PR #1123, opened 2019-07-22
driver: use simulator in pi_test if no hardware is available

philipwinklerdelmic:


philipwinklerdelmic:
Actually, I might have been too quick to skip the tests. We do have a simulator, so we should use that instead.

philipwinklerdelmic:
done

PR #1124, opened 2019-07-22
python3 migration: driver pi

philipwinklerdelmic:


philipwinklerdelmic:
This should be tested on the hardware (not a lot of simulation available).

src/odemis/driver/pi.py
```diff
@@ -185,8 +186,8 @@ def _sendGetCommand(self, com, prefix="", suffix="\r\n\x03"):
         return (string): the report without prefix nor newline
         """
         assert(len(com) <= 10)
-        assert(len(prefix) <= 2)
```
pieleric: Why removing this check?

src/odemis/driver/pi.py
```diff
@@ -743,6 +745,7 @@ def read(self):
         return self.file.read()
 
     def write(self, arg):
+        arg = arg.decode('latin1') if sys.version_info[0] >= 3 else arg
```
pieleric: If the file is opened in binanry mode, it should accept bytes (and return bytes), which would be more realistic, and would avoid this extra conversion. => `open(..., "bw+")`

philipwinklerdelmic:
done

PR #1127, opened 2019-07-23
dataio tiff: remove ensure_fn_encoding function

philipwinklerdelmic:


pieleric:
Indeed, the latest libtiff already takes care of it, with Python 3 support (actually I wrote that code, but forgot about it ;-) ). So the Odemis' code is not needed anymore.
---------------
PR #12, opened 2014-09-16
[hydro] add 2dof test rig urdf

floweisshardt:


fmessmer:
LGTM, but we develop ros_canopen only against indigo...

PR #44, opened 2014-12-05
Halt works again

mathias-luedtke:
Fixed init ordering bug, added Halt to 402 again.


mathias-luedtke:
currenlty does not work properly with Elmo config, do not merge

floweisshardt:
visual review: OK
---------------
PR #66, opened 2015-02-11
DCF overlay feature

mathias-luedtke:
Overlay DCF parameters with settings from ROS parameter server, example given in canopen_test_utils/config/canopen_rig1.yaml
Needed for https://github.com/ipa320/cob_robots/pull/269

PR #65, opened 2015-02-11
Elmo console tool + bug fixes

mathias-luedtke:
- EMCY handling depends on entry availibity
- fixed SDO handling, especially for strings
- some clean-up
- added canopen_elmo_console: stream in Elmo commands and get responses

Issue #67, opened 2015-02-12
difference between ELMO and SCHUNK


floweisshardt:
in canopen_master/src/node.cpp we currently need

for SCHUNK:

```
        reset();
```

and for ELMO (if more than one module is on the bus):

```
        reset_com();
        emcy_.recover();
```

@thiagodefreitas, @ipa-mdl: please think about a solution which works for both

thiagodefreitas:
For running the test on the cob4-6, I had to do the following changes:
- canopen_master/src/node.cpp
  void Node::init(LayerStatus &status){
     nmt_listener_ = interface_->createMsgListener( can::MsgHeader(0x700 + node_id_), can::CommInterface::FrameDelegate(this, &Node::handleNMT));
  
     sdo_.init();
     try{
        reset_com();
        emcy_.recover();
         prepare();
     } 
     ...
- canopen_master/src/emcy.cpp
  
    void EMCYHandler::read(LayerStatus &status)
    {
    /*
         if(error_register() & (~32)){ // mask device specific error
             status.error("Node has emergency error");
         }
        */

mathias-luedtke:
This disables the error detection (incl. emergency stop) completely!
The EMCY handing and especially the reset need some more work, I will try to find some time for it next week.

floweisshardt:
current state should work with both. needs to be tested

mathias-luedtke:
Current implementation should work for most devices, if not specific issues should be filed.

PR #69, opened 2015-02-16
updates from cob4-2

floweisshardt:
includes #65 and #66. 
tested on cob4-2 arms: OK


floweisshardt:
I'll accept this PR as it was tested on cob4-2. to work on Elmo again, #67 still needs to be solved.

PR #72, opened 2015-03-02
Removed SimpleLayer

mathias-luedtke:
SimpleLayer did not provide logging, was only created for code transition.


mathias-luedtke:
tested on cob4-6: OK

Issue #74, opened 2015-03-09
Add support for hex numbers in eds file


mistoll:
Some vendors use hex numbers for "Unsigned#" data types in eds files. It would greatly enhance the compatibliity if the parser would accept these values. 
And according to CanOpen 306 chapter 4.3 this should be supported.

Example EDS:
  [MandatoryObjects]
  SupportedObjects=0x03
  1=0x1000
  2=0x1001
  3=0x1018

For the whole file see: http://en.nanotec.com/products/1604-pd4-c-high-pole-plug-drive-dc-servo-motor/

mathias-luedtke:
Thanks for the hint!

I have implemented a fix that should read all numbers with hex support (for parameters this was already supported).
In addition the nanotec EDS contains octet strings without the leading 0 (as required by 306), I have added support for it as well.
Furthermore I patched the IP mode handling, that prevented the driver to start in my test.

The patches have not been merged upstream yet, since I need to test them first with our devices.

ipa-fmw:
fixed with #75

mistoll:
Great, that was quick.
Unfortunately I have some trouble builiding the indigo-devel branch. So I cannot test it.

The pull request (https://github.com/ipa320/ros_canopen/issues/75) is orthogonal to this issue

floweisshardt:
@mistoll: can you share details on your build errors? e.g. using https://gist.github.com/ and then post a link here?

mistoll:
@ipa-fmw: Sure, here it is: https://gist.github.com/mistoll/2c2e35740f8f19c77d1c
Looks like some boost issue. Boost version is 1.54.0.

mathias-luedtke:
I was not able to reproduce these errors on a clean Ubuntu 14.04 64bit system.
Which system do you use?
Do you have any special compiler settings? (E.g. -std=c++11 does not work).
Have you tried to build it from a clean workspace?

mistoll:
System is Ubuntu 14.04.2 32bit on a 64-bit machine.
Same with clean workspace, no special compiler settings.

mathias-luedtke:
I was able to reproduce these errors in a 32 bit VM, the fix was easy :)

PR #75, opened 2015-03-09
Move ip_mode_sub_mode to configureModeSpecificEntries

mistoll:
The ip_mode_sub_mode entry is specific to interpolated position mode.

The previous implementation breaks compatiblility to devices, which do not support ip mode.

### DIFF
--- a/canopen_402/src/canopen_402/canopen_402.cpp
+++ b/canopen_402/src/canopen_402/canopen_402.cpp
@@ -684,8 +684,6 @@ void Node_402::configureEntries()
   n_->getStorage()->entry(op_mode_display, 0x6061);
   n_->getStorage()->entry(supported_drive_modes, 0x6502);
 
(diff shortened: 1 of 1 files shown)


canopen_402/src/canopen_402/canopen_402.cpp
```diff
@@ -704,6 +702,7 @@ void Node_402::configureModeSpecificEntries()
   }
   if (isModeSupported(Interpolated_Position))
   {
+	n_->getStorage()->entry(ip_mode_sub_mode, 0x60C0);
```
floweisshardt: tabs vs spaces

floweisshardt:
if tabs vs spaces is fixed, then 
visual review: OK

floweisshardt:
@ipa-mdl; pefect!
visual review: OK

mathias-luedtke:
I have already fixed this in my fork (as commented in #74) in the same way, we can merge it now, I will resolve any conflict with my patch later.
---------------
● **Problem requirements**
Please copy each line of the material that has the string "both" somewhere in it.

● **Task solution**
@thiagodefreitas, @ipa-mdl: please think about a solution which works for both
current state should work with both. needs to be tested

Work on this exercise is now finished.